→ **Data shown**
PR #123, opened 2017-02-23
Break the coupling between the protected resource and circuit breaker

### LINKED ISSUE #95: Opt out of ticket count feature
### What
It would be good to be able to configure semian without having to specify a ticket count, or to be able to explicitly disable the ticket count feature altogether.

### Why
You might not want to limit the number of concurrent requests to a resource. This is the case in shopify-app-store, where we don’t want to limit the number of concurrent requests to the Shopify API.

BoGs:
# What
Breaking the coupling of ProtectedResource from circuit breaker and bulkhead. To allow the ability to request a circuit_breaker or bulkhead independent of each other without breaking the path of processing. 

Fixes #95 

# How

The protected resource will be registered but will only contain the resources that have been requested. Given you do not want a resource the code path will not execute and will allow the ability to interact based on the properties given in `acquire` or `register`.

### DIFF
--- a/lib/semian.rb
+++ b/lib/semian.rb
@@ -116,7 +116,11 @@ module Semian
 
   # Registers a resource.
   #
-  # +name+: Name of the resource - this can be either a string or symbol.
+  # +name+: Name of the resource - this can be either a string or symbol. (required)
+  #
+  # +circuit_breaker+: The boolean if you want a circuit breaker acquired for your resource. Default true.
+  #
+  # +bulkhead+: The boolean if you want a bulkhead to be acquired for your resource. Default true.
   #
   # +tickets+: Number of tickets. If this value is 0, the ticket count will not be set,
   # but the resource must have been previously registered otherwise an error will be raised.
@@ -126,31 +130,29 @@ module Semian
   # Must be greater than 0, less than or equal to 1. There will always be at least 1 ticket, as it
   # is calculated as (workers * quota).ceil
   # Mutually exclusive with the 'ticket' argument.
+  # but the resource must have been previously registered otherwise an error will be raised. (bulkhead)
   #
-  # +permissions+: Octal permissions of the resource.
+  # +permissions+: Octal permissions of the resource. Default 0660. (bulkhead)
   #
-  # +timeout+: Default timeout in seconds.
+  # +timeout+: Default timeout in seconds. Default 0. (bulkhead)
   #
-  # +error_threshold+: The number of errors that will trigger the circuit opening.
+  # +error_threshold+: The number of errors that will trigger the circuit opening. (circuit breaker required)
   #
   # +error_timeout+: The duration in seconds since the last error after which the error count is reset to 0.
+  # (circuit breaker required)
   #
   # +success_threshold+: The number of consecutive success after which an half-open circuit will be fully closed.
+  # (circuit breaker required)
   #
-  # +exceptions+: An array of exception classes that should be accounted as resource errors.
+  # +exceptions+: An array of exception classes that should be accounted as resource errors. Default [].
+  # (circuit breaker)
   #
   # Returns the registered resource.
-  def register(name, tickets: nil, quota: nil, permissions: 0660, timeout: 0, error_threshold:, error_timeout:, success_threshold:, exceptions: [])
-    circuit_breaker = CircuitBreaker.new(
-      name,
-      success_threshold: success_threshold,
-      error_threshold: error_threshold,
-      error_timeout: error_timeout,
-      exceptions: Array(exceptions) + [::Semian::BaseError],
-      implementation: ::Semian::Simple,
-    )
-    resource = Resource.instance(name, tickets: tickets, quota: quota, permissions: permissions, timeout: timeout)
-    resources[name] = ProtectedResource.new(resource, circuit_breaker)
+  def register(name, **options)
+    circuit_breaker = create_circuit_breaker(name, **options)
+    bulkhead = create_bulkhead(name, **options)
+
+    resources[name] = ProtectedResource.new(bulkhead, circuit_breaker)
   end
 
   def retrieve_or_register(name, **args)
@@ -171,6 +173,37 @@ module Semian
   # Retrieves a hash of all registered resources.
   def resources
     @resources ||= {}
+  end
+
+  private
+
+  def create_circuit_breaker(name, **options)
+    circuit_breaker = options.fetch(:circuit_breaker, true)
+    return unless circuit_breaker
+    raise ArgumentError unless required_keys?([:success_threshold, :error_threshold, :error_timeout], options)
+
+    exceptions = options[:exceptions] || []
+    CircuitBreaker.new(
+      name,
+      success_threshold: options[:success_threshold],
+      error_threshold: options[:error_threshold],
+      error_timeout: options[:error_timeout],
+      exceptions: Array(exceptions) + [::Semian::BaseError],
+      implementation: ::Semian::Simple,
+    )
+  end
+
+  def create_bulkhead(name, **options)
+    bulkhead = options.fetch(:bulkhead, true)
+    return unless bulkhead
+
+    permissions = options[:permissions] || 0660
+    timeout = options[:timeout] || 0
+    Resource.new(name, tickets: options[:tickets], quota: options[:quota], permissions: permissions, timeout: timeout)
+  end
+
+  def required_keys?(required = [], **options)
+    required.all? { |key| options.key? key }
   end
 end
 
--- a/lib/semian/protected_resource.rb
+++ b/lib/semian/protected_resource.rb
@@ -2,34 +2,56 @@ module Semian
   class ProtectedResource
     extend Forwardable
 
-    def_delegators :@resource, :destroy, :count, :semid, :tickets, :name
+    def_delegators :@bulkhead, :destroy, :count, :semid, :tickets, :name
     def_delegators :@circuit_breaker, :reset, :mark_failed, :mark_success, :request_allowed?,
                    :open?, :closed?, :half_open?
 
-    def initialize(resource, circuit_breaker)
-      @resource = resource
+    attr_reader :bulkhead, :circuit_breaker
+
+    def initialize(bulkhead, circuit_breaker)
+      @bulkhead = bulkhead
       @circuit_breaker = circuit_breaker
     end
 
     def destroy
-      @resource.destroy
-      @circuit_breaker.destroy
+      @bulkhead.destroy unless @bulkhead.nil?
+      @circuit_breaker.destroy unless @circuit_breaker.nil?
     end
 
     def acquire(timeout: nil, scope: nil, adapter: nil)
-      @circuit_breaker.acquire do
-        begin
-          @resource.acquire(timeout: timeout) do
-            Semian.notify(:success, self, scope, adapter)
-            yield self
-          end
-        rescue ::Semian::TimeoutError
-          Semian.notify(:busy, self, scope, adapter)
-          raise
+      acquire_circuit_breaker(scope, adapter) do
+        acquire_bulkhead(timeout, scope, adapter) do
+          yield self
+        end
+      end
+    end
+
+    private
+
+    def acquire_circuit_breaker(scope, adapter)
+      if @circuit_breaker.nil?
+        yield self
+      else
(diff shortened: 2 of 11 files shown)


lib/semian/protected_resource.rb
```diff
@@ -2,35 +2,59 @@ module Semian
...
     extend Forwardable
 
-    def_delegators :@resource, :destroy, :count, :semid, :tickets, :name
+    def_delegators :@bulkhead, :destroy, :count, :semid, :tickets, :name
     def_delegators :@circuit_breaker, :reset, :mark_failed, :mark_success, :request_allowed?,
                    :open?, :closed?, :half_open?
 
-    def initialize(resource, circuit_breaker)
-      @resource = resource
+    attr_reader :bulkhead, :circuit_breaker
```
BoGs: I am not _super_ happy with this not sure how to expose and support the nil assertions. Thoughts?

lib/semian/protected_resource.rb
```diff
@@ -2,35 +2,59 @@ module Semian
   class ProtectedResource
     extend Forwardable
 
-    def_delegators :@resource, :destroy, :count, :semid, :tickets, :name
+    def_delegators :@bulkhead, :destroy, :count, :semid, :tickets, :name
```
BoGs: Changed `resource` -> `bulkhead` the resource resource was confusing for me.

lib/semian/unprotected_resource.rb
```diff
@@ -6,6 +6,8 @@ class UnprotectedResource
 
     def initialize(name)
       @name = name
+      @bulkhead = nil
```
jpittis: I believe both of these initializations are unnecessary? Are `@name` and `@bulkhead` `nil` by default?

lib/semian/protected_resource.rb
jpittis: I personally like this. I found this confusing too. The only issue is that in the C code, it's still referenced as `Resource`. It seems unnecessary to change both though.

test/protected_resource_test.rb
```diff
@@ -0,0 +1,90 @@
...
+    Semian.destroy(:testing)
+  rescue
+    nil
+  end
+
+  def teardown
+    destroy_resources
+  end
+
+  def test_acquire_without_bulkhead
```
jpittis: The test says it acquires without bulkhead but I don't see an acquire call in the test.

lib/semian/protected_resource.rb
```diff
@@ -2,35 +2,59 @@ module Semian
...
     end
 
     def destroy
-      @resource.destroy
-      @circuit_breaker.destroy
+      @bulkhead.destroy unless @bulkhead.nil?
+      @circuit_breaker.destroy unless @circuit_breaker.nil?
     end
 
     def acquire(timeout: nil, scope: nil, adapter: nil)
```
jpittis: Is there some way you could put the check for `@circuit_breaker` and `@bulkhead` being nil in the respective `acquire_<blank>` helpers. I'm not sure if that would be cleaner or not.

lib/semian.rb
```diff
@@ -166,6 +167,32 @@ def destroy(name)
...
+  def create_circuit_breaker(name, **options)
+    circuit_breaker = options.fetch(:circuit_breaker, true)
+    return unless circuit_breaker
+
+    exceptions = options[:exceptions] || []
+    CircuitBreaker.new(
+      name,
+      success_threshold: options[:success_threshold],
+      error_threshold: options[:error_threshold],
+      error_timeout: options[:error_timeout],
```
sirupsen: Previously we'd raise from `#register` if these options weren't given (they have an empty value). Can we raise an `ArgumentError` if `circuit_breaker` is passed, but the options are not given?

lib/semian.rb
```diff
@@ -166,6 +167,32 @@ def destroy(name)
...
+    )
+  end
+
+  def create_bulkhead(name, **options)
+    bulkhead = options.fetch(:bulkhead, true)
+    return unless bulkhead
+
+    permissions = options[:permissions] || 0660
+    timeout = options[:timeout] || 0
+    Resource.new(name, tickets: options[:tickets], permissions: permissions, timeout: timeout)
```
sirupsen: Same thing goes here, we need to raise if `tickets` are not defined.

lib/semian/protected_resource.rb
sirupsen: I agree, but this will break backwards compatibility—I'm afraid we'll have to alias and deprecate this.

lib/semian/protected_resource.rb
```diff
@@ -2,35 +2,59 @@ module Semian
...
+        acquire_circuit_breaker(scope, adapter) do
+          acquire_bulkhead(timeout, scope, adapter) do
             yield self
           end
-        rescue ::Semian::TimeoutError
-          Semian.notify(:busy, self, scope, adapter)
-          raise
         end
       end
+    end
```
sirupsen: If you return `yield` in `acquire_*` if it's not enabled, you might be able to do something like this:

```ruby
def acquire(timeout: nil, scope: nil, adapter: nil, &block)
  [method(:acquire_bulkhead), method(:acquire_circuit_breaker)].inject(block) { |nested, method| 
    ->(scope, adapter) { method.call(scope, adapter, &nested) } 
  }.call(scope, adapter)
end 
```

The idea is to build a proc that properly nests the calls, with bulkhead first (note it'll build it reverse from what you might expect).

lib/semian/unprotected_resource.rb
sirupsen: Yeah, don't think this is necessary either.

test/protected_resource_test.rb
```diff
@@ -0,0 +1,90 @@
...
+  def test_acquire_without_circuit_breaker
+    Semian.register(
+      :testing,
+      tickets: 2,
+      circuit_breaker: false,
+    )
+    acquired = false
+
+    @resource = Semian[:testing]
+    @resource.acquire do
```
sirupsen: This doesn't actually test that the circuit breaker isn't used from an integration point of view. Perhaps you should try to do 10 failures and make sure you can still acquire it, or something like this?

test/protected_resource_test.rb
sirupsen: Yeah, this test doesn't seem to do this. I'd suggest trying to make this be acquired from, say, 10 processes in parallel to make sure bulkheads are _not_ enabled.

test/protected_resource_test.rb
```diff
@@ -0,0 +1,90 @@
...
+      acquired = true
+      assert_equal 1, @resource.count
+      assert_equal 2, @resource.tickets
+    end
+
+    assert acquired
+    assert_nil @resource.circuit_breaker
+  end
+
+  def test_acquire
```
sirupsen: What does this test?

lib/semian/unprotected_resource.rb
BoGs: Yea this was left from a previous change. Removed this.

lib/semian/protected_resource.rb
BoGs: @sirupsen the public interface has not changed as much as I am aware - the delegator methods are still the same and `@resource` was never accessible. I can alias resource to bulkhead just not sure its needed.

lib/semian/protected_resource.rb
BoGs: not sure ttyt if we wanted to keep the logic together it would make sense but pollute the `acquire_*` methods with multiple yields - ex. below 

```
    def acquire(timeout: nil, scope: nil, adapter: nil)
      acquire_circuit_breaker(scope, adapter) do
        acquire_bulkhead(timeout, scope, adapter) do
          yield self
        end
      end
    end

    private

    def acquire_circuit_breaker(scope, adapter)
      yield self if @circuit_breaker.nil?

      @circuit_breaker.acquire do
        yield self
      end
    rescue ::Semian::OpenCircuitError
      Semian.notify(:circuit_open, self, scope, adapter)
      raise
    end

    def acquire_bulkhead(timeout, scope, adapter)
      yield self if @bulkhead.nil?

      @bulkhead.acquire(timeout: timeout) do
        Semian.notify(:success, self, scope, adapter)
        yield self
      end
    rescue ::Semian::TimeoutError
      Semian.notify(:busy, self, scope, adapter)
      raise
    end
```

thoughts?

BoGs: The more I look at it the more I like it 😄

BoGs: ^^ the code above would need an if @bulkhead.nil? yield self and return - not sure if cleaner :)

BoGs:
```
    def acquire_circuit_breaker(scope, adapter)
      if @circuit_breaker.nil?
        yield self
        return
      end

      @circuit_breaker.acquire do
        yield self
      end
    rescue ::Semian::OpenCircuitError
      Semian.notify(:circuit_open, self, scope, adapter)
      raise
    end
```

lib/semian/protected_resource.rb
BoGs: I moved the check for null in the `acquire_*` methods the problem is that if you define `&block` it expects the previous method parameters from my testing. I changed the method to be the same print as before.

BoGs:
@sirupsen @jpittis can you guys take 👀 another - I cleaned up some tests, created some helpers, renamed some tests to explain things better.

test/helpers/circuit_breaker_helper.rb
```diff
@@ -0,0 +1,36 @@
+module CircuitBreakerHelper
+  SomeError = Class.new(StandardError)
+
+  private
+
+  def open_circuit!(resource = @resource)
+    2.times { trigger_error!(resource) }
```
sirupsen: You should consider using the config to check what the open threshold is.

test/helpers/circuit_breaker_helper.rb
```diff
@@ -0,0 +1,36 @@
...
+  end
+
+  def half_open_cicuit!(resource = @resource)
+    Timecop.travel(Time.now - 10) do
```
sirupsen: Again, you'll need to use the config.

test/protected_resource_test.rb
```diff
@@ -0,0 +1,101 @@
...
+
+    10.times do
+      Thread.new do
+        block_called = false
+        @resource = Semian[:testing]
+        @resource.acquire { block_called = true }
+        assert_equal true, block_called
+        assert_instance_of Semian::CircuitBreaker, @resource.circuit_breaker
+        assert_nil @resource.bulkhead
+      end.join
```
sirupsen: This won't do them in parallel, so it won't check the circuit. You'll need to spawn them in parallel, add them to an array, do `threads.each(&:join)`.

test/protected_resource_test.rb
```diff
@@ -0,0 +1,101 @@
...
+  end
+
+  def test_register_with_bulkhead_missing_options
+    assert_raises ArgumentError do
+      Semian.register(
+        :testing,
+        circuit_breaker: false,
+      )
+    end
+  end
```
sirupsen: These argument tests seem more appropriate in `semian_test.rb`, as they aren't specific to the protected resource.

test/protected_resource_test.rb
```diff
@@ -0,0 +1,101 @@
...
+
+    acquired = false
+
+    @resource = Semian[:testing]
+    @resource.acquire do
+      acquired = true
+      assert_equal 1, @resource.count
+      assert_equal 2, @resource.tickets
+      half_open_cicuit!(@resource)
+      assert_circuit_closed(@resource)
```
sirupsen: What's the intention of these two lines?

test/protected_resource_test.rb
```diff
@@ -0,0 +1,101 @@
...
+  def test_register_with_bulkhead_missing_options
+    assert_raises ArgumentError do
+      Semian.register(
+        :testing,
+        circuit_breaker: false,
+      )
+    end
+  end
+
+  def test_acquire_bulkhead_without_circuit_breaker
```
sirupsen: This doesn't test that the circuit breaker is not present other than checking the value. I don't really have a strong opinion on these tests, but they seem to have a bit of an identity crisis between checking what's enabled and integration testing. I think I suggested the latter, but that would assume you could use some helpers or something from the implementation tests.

→ **Task statement**
Go through the lines above. Select every one that has the string "have".

→ **Solved exercise**
The protected resource will be registered but will only contain the resources that have been requested. Given you do not want a resource the code path will not execute and will allow the ability to interact based on the properties given in `acquire` or `register`.
   # but the resource must have been previously registered otherwise an error will be raised.
+  # but the resource must have been previously registered otherwise an error will be raised. (bulkhead)
sirupsen: Previously we'd raise from `#register` if these options weren't given (they have an empty value). Can we raise an `ArgumentError` if `circuit_breaker` is passed, but the options are not given?
sirupsen: I agree, but this will break backwards compatibility—I'm afraid we'll have to alias and deprecate this.
sirupsen: This doesn't test that the circuit breaker is not present other than checking the value. I don't really have a strong opinion on these tests, but they seem to have a bit of an identity crisis between checking what's enabled and integration testing. I think I suggested the latter, but that would assume you could use some helpers or something from the implementation tests.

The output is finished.